───── Data for this task ─────

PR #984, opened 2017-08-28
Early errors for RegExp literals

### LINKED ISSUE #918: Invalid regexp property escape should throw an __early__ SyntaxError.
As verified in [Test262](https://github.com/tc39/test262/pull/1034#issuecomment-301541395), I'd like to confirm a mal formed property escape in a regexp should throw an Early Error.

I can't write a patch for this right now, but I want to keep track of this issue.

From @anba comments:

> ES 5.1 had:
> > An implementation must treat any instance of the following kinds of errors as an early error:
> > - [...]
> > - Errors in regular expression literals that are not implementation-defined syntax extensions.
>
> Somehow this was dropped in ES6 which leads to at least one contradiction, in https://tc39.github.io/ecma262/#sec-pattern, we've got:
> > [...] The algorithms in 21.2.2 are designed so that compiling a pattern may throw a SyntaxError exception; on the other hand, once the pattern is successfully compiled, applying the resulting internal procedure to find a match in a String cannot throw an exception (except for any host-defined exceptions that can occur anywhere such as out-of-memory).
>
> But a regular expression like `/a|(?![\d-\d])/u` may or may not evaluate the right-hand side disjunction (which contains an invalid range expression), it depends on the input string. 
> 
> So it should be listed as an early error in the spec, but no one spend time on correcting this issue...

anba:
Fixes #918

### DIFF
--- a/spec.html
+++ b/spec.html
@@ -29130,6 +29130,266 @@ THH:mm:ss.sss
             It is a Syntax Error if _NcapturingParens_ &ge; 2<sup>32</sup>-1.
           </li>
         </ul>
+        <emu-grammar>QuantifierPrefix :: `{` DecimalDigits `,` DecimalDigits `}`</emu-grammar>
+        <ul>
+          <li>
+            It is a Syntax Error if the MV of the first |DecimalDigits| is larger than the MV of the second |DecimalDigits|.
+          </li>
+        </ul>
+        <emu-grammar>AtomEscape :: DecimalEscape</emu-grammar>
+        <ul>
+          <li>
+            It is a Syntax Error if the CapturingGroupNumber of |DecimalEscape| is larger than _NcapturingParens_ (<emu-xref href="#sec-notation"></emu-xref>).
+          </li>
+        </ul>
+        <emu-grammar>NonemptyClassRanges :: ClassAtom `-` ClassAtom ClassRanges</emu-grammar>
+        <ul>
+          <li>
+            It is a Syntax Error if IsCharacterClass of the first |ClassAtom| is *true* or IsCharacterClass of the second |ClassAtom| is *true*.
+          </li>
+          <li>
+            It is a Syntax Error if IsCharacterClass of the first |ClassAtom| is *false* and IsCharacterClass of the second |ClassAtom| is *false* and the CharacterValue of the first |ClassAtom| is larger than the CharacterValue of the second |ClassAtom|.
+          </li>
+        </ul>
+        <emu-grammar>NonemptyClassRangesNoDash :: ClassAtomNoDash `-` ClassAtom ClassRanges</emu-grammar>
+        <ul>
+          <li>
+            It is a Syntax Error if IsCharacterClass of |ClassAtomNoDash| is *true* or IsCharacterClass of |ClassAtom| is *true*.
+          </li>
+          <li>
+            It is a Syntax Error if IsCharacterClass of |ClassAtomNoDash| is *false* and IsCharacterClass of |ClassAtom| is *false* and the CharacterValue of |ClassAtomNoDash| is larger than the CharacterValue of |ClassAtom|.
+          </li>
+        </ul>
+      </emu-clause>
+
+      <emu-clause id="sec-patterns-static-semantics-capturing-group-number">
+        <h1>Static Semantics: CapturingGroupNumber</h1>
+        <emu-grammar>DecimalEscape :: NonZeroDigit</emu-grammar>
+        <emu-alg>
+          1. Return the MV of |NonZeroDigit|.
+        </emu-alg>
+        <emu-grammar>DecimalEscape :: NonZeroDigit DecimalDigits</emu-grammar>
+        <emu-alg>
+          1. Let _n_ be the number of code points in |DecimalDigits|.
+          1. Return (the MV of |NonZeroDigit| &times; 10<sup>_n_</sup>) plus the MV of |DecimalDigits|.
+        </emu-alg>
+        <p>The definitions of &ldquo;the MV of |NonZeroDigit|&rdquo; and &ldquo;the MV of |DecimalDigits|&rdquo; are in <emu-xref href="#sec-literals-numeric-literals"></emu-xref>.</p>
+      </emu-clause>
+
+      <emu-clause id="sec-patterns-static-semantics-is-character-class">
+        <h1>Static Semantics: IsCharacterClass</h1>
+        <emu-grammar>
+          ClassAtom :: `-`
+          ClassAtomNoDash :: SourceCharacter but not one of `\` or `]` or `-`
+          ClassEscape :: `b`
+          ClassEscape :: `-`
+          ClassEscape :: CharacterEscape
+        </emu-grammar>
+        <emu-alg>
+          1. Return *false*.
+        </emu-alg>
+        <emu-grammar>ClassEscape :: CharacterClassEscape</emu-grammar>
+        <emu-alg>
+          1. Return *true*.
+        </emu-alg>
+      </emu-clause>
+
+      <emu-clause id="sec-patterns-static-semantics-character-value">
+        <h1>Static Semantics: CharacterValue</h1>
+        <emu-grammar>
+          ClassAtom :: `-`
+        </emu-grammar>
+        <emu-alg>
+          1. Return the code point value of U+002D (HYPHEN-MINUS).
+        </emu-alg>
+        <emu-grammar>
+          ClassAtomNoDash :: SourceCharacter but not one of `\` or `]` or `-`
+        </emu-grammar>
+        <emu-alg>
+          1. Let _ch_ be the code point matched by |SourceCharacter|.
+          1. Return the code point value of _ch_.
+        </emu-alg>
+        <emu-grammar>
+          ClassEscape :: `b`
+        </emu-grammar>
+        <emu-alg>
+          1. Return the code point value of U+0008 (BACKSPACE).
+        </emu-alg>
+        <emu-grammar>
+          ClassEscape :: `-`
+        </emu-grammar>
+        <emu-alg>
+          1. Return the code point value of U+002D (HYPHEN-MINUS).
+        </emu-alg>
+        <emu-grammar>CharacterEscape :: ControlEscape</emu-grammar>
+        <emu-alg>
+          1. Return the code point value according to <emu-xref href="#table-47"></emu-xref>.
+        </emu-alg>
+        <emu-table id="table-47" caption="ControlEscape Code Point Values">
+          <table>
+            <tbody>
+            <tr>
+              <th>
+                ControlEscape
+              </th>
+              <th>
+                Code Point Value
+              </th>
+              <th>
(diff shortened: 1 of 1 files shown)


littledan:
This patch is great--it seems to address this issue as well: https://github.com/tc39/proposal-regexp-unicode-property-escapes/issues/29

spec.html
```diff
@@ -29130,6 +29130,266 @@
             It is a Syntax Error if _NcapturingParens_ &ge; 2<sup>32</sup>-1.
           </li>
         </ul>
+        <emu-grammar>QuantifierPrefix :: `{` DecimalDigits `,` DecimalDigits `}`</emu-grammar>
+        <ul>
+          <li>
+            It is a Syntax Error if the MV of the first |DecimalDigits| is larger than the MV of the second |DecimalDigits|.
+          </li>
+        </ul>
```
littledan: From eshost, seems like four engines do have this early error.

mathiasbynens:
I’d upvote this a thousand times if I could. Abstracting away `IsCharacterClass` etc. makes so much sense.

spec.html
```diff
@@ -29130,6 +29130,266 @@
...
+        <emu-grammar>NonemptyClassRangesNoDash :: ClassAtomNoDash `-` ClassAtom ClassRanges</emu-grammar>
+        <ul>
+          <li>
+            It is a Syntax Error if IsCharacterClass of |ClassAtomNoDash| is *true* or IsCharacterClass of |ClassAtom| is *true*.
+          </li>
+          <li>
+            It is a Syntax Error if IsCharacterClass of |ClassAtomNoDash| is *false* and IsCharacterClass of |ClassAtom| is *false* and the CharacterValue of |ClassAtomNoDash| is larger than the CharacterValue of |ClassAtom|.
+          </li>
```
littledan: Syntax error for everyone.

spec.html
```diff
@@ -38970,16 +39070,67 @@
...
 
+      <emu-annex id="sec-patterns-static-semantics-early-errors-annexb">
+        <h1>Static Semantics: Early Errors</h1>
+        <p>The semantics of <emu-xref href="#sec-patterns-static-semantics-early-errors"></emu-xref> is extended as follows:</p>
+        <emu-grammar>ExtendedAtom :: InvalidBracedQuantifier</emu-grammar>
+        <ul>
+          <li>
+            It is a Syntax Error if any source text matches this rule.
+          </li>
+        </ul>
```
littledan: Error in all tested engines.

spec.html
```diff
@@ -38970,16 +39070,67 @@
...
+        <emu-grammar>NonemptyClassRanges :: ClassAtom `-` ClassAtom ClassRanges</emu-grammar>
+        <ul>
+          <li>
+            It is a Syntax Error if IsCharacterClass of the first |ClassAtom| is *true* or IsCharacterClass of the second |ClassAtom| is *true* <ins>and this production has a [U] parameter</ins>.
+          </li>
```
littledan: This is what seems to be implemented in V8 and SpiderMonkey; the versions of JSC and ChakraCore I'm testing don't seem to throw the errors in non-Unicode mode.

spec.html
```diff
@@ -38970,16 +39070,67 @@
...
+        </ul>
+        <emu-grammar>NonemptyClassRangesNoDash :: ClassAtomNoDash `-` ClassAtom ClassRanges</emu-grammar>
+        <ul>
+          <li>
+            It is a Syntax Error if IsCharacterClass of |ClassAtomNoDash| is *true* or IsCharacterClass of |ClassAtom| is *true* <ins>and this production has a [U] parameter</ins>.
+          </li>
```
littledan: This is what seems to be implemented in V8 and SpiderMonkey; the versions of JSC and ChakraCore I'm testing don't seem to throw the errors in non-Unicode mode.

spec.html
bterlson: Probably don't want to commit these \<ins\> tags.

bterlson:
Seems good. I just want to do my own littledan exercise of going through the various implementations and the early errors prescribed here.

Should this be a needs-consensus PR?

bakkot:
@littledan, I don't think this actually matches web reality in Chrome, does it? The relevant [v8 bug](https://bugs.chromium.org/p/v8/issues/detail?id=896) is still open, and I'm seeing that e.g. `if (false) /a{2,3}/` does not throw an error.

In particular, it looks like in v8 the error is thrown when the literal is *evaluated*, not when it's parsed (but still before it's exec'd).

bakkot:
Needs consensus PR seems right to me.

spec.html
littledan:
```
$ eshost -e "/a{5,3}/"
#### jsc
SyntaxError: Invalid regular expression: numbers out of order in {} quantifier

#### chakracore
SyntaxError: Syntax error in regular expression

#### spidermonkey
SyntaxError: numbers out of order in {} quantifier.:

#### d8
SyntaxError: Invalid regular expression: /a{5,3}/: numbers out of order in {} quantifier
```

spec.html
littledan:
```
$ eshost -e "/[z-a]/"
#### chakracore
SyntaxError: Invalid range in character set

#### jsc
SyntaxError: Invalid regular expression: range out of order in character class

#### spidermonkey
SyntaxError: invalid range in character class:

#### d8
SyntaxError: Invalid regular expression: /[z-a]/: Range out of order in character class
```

─────

Go through the records above and return every line that holds the string "literals".

Early errors for RegExp literals
> > - Errors in regular expression literals that are not implementation-defined syntax extensions.
+        <p>The definitions of &ldquo;the MV of |NonZeroDigit|&rdquo; and &ldquo;the MV of |DecimalDigits|&rdquo; are in <emu-xref href="#sec-literals-numeric-literals"></emu-xref>.</p>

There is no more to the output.